Assignment:
Return, from the lines below, each one that includes the word "patron".

Excerpts from a dataset:
*** Block opens ***
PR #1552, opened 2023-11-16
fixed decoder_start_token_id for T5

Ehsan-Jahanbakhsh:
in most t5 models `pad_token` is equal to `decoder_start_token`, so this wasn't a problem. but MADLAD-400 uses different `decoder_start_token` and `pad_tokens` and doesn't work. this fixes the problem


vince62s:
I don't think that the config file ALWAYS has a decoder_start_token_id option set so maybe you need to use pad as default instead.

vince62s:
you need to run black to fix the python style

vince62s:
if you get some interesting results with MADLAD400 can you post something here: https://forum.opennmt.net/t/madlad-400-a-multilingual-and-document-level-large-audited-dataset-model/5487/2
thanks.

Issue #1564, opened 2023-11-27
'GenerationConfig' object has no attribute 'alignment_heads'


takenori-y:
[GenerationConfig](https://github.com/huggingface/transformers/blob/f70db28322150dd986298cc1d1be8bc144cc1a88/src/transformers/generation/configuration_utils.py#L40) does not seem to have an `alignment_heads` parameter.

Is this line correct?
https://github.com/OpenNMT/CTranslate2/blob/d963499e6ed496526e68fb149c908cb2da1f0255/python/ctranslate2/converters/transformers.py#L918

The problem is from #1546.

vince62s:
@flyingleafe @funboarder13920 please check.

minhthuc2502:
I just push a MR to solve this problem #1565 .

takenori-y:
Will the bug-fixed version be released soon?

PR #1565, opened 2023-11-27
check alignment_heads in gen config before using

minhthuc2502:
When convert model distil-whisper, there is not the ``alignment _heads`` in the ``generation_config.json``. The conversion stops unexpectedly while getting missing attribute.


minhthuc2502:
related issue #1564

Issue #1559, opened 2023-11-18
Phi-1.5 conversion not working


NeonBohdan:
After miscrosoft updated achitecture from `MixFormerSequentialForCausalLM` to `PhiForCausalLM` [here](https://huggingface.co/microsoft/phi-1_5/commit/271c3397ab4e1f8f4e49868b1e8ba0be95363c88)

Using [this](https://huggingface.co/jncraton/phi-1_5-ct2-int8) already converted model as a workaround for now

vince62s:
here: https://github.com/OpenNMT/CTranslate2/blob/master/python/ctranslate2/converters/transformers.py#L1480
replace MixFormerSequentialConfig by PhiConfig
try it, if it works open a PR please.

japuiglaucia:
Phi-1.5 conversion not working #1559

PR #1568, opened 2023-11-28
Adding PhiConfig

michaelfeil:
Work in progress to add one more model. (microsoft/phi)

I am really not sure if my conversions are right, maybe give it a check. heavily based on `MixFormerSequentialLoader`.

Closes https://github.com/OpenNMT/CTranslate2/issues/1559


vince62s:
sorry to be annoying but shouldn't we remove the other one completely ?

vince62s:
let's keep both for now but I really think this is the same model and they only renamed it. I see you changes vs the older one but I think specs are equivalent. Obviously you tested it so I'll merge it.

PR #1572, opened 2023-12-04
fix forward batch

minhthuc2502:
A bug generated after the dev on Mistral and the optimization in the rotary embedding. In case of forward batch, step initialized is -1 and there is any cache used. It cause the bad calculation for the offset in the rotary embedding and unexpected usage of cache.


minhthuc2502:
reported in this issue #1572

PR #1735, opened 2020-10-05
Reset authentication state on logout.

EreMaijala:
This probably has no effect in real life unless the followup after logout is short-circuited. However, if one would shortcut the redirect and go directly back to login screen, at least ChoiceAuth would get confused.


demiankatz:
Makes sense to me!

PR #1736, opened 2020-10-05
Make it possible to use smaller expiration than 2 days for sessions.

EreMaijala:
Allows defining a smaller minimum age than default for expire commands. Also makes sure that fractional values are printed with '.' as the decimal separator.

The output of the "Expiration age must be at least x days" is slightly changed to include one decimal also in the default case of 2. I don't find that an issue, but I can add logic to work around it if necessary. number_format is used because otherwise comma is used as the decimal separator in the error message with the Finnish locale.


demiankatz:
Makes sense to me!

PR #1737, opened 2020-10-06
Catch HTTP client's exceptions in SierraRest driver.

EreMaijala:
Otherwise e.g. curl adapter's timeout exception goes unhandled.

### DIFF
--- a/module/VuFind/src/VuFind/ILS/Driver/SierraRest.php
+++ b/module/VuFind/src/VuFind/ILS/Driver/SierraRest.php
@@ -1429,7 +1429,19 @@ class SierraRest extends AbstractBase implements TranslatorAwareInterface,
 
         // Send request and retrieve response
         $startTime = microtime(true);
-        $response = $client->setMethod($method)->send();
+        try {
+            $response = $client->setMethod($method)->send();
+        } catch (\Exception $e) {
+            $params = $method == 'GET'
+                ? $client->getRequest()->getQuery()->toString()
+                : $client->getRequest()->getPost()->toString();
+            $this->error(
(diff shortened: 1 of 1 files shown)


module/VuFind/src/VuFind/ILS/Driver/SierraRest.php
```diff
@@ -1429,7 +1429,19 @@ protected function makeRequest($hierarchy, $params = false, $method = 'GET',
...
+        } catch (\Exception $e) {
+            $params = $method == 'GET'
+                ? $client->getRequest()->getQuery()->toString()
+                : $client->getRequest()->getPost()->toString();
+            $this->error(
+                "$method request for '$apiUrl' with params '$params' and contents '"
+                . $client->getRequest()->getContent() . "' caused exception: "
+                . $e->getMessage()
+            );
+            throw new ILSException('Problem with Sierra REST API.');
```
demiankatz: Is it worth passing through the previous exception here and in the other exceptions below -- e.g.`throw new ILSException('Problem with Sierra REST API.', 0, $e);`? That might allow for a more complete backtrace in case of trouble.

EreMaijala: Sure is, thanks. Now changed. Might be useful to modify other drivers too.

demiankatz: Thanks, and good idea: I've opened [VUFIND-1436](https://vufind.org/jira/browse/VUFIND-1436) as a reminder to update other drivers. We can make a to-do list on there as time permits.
*** Block closes ***
*** Block opens ***
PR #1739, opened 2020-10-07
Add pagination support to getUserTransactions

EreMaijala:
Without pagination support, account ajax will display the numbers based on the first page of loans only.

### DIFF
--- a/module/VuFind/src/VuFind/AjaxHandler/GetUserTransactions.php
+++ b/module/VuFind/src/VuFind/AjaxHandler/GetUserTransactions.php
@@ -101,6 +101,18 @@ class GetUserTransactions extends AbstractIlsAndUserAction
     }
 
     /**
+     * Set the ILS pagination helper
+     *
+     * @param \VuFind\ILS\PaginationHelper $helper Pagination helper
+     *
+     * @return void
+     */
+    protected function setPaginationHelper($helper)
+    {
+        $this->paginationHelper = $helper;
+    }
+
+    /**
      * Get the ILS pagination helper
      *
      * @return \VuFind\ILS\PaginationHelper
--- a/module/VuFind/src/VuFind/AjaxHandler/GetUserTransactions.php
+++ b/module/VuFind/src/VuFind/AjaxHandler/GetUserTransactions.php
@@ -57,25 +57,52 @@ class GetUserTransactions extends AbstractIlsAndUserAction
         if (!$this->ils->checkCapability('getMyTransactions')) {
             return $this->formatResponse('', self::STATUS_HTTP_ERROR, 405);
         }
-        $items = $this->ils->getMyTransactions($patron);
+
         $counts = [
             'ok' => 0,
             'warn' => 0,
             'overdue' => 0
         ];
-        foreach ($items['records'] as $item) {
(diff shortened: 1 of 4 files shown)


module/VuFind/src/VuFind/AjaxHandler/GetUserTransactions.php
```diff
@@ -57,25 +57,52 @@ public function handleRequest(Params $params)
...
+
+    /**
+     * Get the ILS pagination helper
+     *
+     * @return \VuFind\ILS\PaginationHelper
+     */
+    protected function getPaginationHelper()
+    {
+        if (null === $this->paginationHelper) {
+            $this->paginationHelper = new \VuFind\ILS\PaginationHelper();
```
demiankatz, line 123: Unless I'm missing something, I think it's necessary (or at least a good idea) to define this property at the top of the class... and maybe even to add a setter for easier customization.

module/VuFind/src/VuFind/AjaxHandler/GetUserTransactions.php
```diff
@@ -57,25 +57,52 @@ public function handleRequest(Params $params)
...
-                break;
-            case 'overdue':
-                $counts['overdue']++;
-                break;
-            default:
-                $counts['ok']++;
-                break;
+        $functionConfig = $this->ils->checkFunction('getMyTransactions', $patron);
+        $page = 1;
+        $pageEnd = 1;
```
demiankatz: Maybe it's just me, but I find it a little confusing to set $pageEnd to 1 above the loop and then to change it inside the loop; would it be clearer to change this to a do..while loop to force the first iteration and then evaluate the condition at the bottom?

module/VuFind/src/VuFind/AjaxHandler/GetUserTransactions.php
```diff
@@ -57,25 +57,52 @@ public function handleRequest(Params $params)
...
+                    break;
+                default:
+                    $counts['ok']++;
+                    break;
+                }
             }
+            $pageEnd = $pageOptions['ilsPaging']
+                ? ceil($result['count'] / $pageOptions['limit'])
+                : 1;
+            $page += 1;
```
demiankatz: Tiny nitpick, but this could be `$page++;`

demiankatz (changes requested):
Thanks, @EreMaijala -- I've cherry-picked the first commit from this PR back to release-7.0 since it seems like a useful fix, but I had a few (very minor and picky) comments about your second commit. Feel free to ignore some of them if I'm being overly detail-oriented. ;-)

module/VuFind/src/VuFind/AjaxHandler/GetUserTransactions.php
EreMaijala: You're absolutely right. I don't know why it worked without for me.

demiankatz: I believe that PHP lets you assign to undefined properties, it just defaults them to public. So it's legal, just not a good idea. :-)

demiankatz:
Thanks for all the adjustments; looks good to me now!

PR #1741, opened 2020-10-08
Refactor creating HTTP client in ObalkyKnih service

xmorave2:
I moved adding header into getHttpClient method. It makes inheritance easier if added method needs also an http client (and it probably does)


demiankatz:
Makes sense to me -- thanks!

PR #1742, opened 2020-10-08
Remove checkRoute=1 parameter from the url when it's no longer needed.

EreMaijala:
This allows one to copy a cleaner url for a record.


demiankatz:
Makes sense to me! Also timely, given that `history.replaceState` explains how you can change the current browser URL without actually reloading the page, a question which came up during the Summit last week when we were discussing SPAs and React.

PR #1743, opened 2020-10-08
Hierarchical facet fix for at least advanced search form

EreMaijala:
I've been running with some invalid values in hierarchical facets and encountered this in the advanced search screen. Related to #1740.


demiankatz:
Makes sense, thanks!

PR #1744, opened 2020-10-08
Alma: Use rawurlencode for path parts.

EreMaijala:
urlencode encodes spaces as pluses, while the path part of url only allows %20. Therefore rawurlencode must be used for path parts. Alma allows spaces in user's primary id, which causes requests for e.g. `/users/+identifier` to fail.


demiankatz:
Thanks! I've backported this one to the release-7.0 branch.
*** Block closes ***
Response box:
-        $items = $this->ils->getMyTransactions($patron);
+        $functionConfig = $this->ils->checkFunction('getMyTransactions', $patron);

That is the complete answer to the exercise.